The first published blues was by a white man in 1912 named Hart Ancker Wand--"Dallas Blues." It preceded anything published by Handy. Moreover, Handy's pieces weren't real blues but jazzy pieces flavored with blues (What blues bands have ever redone "St. Louis Blues" compared to how many jazz bands have covered it?). Wand's piece, however, is a true 12-bar blues. Wand said that the title of his piece was inspired by a workman (race unknown by me) in his father's employ who, upon hearing it, stated the melody gave him the blues for his beloved Dallas. Wand's father died in 1909 so the he had written the piece at least that early--the same year that Handy heard real blues for the first time!!! Moreover, it would mean the convention of naming anything "[XXX] Blues" came from a white man.

Maybe somebody could post some true African music untainted by European musical notions that sounds like jazz but I won't hold my breath because without the European musical notions jazz would not exist. Handy played classics and he stated that the New Orleans Creoles he hired to play for him were all classically trained.

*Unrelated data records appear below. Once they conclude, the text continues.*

PR #1743, opened 2023-02-23
PXC-4050: 8.0.31 refresh

kamil-holubicki:
Server-side necessary adjustments.
Galera, wsrep_lib repo pointers updated.

### DIFF
--- a/sql/wsrep_sst.cc
+++ b/sql/wsrep_sst.cc
@@ -202,17 +202,17 @@ bool wsrep_setup_allowed_sst_methods() {
 static bool sst_awaiting_callback = false;
 
 // Signal end of SST
-static void wsrep_sst_complete(THD *thd, int const rcode) {
+static int wsrep_sst_complete(THD *thd, int const rcode) {
   Wsrep_client_service client_service(thd, thd->wsrep_cs());
-  Wsrep_server_state::instance().sst_received(client_service, rcode,
-                                              &sst_awaiting_callback);
+  return Wsrep_server_state::instance().sst_received(client_service, rcode,
+                                                     &sst_awaiting_callback);
 }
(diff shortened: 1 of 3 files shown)


sql/wsrep_sst.cc
```diff
@@ -661,7 +663,13 @@ static void *sst_joiner_thread(void *a) {
     /* Read committed isolation to avoid gap locking */
     thd->variables.transaction_isolation = ISO_READ_COMMITTED;
 
-    wsrep_sst_complete(thd, -err);
+    if (wsrep_sst_complete(thd, -err)) {
+      WSREP_ERROR(
+          "wsrep_sst_complete() failed, can't signal end of SST. "
```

The transition from bop to cool jazz is often characterized as the emphasis being put on Europe and taken off Africa but Miles Davis more or less invented cool jazz. I mean, geesh, just about everything the Modern Jazz Quartet did was cool jazz. Then hard bop came along to put that emphasis back on Africa but this is not an accurate characterization. Hard bop was developed to put emphasis back on the American black influence as opposed to the African influence.

And let's not sweep under the rug the fact that some of the black bandleaders were nothing but racists who were actively trying to kick white musicians out of the jazz scene and they hotly criticized Miles for using guys like Bill Evans and Gerry Mulligan. So already the jazz scene was being skewed by people unwilling to admit that whites were involved in jazz as early as we can trace it back (e.g. Papa Jack Laine and Stalebread Lacoume who was performing in Storyville--the virtual birthplace of New Orleans jazz--in the 1890s).

I would agree that jazz cannot go too far from the black influence without it becoming a bastardized, white-washed caricature of itself but that's not to say it has to be true to its blues and African roots because I frankly question that jazz has any such roots.